• [Action item]: Of all the entries below, only the lines from the one with "- [x] Needs testing." up to and including the one with "connect to a pad." are to be duplicated exactly.

• [Provided records]:
:::::
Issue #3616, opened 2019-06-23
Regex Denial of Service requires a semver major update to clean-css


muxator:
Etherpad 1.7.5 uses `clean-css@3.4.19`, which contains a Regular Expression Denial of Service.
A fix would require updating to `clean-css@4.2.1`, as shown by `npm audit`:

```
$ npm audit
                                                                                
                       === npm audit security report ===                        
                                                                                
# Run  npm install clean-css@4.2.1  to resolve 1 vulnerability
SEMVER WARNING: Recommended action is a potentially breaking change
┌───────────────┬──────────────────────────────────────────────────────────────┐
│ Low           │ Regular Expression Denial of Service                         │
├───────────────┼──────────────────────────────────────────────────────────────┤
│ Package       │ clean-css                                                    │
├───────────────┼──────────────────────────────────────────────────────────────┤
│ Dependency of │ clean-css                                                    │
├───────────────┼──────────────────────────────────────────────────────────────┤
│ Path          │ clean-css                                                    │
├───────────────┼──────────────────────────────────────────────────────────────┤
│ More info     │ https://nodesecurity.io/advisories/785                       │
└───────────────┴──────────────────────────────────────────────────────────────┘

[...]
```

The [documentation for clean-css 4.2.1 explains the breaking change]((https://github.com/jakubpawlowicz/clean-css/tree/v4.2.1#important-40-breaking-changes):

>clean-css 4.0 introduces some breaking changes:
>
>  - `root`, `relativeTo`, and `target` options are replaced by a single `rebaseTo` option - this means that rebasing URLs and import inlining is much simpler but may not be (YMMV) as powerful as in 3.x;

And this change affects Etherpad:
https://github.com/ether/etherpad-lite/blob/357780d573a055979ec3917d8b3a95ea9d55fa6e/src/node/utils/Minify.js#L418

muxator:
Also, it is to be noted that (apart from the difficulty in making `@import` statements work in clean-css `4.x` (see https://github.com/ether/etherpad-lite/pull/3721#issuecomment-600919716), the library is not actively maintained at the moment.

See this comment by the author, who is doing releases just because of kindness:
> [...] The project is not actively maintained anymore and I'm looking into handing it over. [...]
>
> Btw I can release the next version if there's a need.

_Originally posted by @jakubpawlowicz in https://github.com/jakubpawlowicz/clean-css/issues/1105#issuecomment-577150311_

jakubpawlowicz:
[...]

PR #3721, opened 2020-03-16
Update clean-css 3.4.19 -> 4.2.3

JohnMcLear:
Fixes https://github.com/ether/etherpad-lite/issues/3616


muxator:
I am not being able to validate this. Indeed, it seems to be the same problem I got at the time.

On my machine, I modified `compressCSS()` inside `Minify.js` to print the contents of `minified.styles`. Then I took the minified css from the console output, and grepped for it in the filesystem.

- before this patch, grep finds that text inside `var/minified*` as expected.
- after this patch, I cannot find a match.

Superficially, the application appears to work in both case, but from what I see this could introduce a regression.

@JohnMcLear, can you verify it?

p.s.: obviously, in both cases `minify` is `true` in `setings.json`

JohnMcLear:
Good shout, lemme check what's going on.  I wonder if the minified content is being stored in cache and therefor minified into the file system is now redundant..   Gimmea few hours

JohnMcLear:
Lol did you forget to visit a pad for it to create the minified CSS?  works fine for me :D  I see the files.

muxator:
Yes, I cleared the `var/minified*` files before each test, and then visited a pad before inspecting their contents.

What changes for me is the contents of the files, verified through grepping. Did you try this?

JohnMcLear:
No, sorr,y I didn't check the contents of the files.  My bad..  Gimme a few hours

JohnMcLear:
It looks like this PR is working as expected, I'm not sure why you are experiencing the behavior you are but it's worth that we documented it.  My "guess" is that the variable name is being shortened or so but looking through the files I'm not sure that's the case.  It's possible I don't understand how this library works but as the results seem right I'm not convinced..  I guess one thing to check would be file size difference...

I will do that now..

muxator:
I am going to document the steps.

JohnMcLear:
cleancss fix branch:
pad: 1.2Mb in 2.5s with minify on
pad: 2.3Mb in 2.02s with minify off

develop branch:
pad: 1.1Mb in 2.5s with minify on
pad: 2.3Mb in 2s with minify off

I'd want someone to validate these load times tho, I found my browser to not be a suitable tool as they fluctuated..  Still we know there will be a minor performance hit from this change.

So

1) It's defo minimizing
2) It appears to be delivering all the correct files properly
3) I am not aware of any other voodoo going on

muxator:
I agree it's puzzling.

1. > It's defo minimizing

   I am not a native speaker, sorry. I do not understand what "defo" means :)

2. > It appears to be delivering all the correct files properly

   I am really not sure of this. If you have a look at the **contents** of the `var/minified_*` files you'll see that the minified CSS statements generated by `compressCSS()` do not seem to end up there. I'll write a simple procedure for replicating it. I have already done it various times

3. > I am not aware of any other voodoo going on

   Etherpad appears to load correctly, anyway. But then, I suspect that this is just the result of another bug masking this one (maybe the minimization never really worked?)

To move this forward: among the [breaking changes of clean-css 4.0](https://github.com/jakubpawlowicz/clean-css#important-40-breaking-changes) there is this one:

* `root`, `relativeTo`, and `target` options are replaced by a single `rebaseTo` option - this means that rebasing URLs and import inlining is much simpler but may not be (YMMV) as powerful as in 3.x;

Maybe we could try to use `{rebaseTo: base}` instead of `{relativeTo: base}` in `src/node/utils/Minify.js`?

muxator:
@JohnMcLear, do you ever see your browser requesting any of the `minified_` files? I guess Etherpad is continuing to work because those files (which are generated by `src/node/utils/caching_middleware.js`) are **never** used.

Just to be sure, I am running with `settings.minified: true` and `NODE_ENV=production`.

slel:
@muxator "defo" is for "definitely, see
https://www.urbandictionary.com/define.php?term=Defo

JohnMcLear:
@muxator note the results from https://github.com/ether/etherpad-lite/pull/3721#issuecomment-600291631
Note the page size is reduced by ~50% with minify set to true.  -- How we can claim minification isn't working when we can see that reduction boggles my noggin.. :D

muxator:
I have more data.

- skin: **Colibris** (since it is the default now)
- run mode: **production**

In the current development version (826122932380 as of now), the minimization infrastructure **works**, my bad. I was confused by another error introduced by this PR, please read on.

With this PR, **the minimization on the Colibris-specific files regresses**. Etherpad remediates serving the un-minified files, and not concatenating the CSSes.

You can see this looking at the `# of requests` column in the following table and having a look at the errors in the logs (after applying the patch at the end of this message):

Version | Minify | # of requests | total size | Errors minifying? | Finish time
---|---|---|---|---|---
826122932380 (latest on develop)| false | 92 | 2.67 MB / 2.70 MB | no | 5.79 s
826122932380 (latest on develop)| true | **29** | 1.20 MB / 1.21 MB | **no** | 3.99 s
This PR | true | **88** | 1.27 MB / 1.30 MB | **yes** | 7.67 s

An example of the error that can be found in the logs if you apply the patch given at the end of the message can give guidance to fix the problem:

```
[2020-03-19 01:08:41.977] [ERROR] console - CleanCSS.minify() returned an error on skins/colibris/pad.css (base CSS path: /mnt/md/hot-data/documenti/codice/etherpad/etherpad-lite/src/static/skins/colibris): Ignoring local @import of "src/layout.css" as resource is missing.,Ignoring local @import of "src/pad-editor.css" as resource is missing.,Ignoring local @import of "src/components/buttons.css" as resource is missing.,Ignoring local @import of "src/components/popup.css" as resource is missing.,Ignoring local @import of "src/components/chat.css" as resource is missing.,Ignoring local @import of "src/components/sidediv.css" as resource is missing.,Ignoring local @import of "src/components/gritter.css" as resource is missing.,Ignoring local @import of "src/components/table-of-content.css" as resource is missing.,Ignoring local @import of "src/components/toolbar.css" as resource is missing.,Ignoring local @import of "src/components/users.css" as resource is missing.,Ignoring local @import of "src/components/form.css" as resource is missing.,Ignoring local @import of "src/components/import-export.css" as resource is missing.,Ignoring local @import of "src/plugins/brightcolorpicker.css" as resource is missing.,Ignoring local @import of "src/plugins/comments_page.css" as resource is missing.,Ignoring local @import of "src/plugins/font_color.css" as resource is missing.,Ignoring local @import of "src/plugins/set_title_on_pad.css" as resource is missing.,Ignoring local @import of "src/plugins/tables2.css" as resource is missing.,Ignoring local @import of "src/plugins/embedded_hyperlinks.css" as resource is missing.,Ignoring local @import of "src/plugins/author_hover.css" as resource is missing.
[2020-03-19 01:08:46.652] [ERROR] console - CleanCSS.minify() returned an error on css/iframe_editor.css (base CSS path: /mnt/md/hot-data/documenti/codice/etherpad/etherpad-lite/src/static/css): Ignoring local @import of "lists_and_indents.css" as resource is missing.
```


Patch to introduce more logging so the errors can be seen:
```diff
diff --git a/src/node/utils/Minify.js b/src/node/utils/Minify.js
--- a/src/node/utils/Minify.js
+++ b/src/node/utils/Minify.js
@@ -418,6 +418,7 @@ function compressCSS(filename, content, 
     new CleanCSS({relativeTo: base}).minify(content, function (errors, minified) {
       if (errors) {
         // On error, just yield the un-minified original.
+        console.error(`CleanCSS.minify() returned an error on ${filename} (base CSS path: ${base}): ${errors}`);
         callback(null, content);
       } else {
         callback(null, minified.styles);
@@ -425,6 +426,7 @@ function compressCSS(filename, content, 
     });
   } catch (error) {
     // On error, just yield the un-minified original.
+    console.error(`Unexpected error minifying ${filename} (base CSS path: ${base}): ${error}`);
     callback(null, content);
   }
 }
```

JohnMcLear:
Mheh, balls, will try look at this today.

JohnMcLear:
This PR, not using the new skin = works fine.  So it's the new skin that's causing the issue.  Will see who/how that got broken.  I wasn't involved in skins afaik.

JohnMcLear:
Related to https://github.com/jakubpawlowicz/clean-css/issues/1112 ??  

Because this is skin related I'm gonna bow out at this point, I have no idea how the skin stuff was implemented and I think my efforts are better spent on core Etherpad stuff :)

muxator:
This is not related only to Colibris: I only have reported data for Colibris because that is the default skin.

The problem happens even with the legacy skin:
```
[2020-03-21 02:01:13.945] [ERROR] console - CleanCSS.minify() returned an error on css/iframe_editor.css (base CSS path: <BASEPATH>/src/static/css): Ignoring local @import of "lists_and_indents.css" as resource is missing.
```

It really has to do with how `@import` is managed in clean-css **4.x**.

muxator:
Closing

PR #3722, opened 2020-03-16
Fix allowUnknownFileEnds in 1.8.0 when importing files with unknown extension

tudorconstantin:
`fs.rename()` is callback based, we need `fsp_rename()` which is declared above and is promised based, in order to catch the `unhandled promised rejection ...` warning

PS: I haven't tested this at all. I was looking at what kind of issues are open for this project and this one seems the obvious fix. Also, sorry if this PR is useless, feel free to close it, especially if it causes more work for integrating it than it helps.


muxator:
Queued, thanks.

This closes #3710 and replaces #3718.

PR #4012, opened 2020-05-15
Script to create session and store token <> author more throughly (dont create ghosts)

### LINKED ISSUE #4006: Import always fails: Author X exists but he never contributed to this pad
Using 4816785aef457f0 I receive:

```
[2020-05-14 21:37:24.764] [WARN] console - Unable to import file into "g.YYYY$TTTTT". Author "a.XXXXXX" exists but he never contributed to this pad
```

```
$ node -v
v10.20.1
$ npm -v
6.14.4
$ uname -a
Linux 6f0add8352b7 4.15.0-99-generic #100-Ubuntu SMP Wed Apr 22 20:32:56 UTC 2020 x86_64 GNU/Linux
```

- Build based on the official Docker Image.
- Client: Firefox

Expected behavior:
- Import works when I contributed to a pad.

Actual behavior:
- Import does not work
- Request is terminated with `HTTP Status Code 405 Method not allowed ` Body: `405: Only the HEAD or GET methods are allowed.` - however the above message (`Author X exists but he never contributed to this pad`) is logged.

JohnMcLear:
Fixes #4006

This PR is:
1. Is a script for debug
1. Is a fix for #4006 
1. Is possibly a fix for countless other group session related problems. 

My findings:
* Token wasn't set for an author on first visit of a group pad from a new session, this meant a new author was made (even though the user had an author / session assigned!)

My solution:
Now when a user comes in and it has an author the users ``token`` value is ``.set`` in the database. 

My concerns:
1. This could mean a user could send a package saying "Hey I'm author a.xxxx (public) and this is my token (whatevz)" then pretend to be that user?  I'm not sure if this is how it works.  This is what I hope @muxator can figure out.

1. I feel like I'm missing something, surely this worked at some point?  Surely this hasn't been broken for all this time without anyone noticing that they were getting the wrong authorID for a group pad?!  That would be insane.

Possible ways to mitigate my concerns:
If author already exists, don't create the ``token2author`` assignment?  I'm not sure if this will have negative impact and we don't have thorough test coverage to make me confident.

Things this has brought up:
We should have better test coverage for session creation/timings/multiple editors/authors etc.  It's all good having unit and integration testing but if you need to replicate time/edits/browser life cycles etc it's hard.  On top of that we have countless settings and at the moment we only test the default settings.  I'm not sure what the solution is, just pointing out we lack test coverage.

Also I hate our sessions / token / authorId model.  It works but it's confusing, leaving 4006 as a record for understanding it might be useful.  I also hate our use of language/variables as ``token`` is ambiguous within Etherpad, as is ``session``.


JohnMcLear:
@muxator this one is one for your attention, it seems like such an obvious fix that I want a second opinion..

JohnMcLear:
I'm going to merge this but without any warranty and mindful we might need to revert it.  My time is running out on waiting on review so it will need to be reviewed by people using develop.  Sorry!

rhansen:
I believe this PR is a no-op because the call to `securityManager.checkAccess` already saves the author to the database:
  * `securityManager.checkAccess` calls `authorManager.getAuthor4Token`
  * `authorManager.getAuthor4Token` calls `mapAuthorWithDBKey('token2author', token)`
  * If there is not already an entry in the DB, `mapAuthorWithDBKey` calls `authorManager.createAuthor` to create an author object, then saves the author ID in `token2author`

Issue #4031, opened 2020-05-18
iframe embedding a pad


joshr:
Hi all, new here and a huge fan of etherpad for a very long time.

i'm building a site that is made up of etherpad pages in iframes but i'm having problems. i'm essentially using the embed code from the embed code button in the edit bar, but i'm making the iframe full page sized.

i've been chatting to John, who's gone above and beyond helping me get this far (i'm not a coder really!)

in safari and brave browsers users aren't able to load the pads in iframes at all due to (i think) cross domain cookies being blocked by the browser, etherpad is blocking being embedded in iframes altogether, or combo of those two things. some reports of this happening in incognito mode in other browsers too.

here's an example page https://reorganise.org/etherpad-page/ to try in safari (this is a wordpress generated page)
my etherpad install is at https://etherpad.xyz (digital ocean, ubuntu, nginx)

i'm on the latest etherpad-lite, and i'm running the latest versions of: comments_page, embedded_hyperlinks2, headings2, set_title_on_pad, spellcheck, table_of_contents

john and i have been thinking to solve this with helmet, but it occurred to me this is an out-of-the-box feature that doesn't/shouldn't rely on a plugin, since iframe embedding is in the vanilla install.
:::::
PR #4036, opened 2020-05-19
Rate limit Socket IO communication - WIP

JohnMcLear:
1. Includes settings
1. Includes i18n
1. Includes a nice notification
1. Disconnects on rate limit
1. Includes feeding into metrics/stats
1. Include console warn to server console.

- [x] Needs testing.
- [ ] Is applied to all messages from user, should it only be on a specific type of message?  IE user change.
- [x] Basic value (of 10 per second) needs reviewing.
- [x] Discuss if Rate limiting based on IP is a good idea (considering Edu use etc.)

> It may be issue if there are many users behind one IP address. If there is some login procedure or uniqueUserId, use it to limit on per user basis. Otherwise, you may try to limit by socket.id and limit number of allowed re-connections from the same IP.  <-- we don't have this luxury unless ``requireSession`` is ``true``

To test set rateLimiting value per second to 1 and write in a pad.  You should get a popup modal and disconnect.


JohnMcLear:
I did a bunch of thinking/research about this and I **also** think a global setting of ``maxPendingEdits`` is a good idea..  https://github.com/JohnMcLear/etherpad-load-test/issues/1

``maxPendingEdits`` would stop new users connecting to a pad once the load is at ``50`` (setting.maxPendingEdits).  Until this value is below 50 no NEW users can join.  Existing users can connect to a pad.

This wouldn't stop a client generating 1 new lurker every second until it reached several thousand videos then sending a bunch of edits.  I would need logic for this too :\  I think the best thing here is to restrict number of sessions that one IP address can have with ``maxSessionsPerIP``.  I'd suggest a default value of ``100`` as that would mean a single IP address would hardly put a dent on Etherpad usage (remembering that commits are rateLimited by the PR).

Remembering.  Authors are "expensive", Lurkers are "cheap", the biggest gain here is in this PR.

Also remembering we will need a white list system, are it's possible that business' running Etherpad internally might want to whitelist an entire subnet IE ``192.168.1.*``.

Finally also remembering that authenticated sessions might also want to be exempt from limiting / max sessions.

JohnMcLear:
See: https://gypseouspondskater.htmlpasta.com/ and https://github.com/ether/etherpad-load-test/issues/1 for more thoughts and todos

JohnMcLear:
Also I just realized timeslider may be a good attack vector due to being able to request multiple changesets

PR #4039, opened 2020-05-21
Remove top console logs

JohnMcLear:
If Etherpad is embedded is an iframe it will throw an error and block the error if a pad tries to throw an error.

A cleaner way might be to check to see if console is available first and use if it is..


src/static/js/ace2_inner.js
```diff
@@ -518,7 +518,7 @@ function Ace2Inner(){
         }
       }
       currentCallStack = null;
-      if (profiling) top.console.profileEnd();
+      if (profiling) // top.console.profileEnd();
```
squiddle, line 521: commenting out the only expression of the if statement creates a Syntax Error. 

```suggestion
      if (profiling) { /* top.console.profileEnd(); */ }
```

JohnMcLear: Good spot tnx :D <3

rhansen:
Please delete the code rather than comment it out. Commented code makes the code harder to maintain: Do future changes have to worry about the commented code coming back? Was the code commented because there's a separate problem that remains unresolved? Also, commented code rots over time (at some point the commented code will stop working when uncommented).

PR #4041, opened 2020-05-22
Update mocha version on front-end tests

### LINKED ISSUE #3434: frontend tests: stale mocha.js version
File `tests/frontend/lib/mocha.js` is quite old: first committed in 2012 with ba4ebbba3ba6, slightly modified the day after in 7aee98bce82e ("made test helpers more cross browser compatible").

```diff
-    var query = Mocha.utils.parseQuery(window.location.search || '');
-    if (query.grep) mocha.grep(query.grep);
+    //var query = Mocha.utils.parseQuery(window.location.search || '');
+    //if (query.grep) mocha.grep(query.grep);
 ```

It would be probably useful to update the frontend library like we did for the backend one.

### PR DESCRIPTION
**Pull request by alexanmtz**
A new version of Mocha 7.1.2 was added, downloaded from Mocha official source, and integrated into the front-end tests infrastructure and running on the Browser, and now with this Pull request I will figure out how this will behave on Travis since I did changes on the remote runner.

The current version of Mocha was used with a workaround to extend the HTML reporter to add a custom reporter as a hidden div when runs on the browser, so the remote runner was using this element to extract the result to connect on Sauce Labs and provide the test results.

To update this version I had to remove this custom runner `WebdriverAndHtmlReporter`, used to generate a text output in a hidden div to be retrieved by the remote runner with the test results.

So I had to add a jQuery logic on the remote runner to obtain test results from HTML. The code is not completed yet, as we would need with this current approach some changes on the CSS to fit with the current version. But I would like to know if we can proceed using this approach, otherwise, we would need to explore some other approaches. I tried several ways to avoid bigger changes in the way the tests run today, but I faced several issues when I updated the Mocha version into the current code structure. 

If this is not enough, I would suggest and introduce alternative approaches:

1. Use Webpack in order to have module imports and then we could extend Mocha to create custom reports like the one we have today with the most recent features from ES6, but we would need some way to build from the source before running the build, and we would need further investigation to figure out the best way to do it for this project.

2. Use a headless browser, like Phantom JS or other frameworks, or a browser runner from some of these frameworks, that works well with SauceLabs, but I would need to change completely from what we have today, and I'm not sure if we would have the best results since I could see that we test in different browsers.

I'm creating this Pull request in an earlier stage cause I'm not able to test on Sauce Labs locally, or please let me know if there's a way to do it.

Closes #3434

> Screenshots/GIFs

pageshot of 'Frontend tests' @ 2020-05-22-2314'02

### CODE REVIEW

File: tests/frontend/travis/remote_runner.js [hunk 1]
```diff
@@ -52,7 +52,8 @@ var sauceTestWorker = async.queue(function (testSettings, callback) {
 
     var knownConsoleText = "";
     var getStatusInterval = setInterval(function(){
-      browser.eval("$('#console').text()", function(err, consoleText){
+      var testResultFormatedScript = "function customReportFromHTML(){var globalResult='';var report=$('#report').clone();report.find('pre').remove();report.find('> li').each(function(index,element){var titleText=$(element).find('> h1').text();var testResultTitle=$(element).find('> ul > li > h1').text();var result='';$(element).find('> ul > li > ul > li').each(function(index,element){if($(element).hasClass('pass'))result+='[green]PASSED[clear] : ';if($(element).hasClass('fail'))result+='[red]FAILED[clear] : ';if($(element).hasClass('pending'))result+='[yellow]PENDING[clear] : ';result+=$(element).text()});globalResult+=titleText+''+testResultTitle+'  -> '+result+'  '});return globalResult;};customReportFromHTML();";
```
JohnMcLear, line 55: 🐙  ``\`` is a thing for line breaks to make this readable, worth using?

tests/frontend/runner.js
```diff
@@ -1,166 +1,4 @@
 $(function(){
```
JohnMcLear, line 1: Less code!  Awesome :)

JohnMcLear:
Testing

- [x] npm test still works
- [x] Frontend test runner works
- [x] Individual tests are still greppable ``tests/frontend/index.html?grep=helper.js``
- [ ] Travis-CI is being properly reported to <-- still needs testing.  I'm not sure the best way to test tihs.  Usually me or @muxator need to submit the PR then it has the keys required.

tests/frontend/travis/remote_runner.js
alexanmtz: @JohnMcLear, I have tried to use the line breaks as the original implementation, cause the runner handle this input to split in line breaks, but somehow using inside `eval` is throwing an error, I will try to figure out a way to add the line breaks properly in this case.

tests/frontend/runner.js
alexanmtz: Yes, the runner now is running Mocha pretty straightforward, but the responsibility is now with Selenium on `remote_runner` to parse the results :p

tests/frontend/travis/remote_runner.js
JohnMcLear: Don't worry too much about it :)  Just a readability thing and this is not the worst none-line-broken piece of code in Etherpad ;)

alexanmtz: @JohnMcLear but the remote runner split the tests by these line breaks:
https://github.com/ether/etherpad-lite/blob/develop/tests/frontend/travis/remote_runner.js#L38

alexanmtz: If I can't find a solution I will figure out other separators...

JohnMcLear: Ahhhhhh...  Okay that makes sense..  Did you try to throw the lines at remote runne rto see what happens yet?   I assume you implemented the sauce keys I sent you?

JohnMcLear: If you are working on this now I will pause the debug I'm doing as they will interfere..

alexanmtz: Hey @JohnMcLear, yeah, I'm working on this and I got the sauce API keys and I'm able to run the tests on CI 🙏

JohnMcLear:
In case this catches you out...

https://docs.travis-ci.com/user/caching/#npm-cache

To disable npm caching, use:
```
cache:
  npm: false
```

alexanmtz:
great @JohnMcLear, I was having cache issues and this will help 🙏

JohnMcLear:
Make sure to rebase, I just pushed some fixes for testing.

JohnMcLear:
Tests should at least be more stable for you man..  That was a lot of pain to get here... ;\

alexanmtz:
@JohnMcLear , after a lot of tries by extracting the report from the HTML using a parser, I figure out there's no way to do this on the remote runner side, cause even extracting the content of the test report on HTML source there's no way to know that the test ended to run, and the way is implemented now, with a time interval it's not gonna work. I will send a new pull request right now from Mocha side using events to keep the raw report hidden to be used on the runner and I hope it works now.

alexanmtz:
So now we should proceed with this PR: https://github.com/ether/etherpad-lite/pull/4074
:::::
• [Your solution]:
- [x] Needs testing.
- [ ] Is applied to all messages from user, should it only be on a specific type of message?  IE user change.
- [x] Basic value (of 10 per second) needs reviewing.
- [x] Discuss if Rate limiting based on IP is a good idea (considering Edu use etc.)

> It may be issue if there are many users behind one IP address. If there is some login procedure or uniqueUserId, use it to limit on per user basis. Otherwise, you may try to limit by socket.id and limit number of allowed re-connections from the same IP.  <-- we don't have this luxury unless ``requireSession`` is ``true``

To test set rateLimiting value per second to 1 and write in a pad.  You should get a popup modal and disconnect.


JohnMcLear:
I did a bunch of thinking/research about this and I **also** think a global setting of ``maxPendingEdits`` is a good idea..  https://github.com/JohnMcLear/etherpad-load-test/issues/1

``maxPendingEdits`` would stop new users connecting to a pad once the load is at ``50`` (setting.maxPendingEdits).  Until this value is below 50 no NEW users can join.  Existing users can connect to a pad.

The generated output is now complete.